Work to be completed: Where the word "trello" shows up in the entries below, please copy the whole line.

Given records:
PR #2468, opened 2021-02-03
Special SubNav Palette

oliverlloyd:
## What does this change?
Adds the `palette` pattern to `SubNav`

## Why?
To continue the [editorial palette](https://docs.google.com/document/d/1nkntFJUunqrwNYszTrc2RBfyYUd1bEAeQh76yVFOLjo/edit#) work and, nominally, to support special reports although in this case the support is already there because we're using `pillarPalette` via `format` and we don't do anything different so specials other than use their `main` colour

### DIFF
--- a/index.d.ts
+++ b/index.d.ts
@@ -64,6 +64,9 @@ type Palette = {
 		shareIcon: Colour;
 		captionTriangle: Colour;
 	},
+	border: {
+		subNav: Colour;
+	}
 };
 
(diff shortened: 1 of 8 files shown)


shtukas (approved):

oliverlloyd:
[Special Nav](https://trello.com/c/wsltQqVk/2403-special-nav)

PR #2470, opened 2021-02-03
Add zero width space before list-style: none list items to fix accessiblity issue in safari

gtrufitt:
## What does this change?

As per https://developer.mozilla.org/en-US/docs/Web/CSS/list-style#accessibility_concerns there is an issue with Safari where they don't recognise `ul`'s with `list-style: none` as lists for assistive devices. This PR fixes that. I *think* this would be the correct approach (mainly applying to the navigation, where we want a 'list' of 'links'.

cc/ @SiAdcock @sndrs


oliverlloyd (approved):

oliverlloyd:
Those tests seem unfairly upset

gtrufitt:
> Those tests seem unfairly upset

they are being a little dramatic yes...

gtrufitt:
This seems to be related to the tooling setup https://github.com/emotion-js/emotion/issues/1354. Rather than spend time trying to fix now, I am going to return to this after the TS and Emotion upgrades.

oliverlloyd:
> This seems to be related to the tooling setup [emotion-js/emotion#1354](https://github.com/emotion-js/emotion/issues/1354). Rather than spend time trying to fix now, I am going to return to this after the TS and Emotion upgrades.

I have a feeling @liywjl knows why this is happening - I think he saw something similar earlier this week?

sndrs:
i think it should _really_ be double dots https://developer.mozilla.org/en-US/docs/Web/CSS/Pseudo-elements#syntax

gtrufitt:
> i think it should _really_ be double dots [developer.mozilla.org/en-US/docs/Web/CSS/Pseudo-elements#syntax](https://developer.mozilla.org/en-US/docs/Web/CSS/Pseudo-elements#syntax)

Yeah, I thought that was what emotion was choking on for some reason, will revert back to the double dots

PR #2472, opened 2021-02-03
Refactor SubMeta

oliverlloyd:
## What does this change?
Refactors `SubMeta` to open up using the `palette`, and then actually uses `palette`.

I've inlined both `SyndicationButton` and `SubMetaLinksList` to make adding palette easier and also because I wanted to use Source for the button as a drive by improvement and once we have that in place the extra component wasn't really needed anymore.

Another change I made here was to replace `neutral[60]` with the darker `text.supporting`. This is both an improvement semantically (the name is descriptive) but the darker shade makes this text more accessible. This can be seen on 'Topics' and on the '/'s between links.

### Before
Screenshot 2021-02-03 at 12 36 36

### After
Screenshot 2021-02-03 at 12 36 09

and

Screenshot 2021-02-03 at 12 49 14


oliverlloyd:
[Special SubMeta](https://trello.com/c/ebkmRGt8/2399-special-submeta)

shtukas (approved):

PR #2473, opened 2021-02-03
Special Links

oliverlloyd:
## What does this change?
Uses the `palette`  pattern to decide colours for in bodt article links

## Special Reports
The links for these have been restyled to give more contrast and improve accessibility


oliverlloyd:
[Special body links](https://trello.com/c/tbz611v7/2398-special-body-links)

shtukas (approved):

PR #2474, opened 2021-02-03
Embedded overlay for DocumentBlockComponents

frj:
This PR enables the ClickToView component for the DocumentBlockElements. Requiring the user to click on the component to 'consent' to being tracked by the third party provider that hosts the document, eg Scribd.

For more details on click to view see the PR:

https://github.com/guardian/dotcom-rendering/pull/2408

The ClickToView will initially be behind a feature switch. This has been implemented as a 0% server side ab test. 

This was implemented a server side test as each variant requires a different page layout. and running this AB test in the client would cause layout changes during page load if the user is in a segment that requires a different layout to the one that was used to render the page server side.

### Before

Screenshot 2021-02-08 at 16 27 48

### After
Screenshot 2021-02-08 at 16 24 51

## Why?
This is ultimately part of the Embeds Consent project that is aimed at giving our users choice about when they get tracked by third party providers of embedded content.


src/web/components/ClickToView.test.tsx
```diff
@@ -20,12 +30,28 @@ describe('ClickToView', () => {
...
+				sourceDomain="athirdparty.com"
+				abTests={abTests(false)}
+			>
+				<div data-testid="third-party-content" />
+			</ClickToView>,
+		);
+
+		expect(getByTestId('third-party-content')).toBeInTheDocument();
+	});
+
```
oliverlloyd, line 47: Really readable tests!

src/web/components/ClickToView.tsx
```diff
@@ -14,20 +14,21 @@ type Props = {
...
 		case 'inline':
 		case 'showcase': {
-			return textSans.small();
+			return textSans.medium();
 		}
 		case 'halfWidth':
 		case 'supporting':
 		case 'thumbnail': {
-			return textSans.xsmall();
+			return textSans.small();
```
oliverlloyd, line 31: Is it worth making these design changes separately? I'd be interested to check how these new font sizes render with different roles and with different sizes

src/web/components/ClickToView.tsx
```diff
@@ -77,26 +78,51 @@ const roleButtonText = (role: RoleType) => {
...
+	isOverlayClicked: boolean,
+	isInABTestVariant: boolean,
+) => {
+	if (!isTracking) {
+		return false;
+	}
+	if (isOverlayClicked) {
+		return false;
+	}
+	return isInABTestVariant;
```
oliverlloyd, line 92: This reads really nice 👍

src/web/components/ClickToView.tsx
```diff
@@ -77,26 +78,51 @@ const roleButtonText = (role: RoleType) => {
...
 	role = 'inline',
 	onAccept,
 	isTracking,
 	source,
-	sourceDomain,
+	sourceDomain = 'unknown',
+	abTests,
 }: Props) => {
-	const [showOverlay, setShowOverlay] = useState<boolean>(true);
+	const [isOverlayClicked, setOverlayClicked] = useState<boolean>(false);
```
oliverlloyd, line 108: There's a loose convention I think where for state hooks you have `thing`, `setThing` so maybe here we can do `isOverlayClicked`, `setIsOverlayClicked`? Or maybe use `overlayClicked`? But, to be honest, I can't think of a good reason why this should be so, other than this just seems to be where we've ended up with hook naming 🤷 , so this is very much a take it or leave it comment

src/web/lib/ArticleRenderer.tsx
```diff
@@ -167,17 +169,29 @@ export const ArticleRenderer: React.FC<{
 							</>
 						</Figure>
 					);
-				case 'model.dotcomrendering.pageElements.DocumentBlockElement':
+				case 'model.dotcomrendering.pageElements.DocumentBlockElement': {
```
oliverlloyd, line 172: Can we remove the enclosing braces here? Not because I especially care about this formatting but because all the other case statements in this switch don't use them and so this could present an issue later on if someone did a multi select during a refactor and wasn't expecting this pattern.

oliverlloyd (approved):
This is amazing work! This is a really complicated feature to add but the code ended up looking really simple which is an impressive result.

I also really like how it will be simple and easy to remove the ab test code later 👍

src/lib/content.d.ts
```diff
@@ -114,6 +114,10 @@ interface DocumentBlockElement {
 	width: number;
 	title?: string;
 	role?: RoleType;
+	isThirdPartyTracking: boolean;
+	source?: string;
+	sourceDomain?: string;
+	documentIndex?: number;
```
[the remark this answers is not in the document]
frj: I know what you mean just adding this field onto the block element seems a bit clunky but it follows the pattern for all of the other block elements that get hydrated, eg AudioAtomBlockElement has an AudioIndex field that does not exist in the json from frontend and gets populated by this function:

https://github.com/guardian/dotcom-rendering/blob/faadaac386a6785805ff27665dc17a0e64f54e5f/src/model/window-guardian.ts#L72

src/web/components/ClickToView.tsx
frj: So these changes actually implement the original designs, there was some inline styling in the story books which was interfering with the styles from the component. 

Ive reworked the storybooks to fix that problem so you should be able to see the storybooks for the different roles as they would appear in rendered articles.

Without these changes the overlay looks bad :)

src/lib/content.d.ts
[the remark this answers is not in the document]
oliverlloyd: Ah, I see. I agree if this is the pattern then it makes sense to follow it 👍

frj:
If you want to try it out you will need to opt in to the AB test using this link:

https://www.theguardian.com/opt/in/click-to-view

You can then see an example of an embedded Scribd 'Document' here:

https://www.theguardian.com/politics/2020/jul/21/what-does-the-russia-report-mean-for-british-people-and-politics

Answer to this problem:
[Special Nav](https://trello.com/c/wsltQqVk/2403-special-nav)
[Special SubMeta](https://trello.com/c/ebkmRGt8/2399-special-submeta)
[Special body links](https://trello.com/c/tbz611v7/2398-special-body-links)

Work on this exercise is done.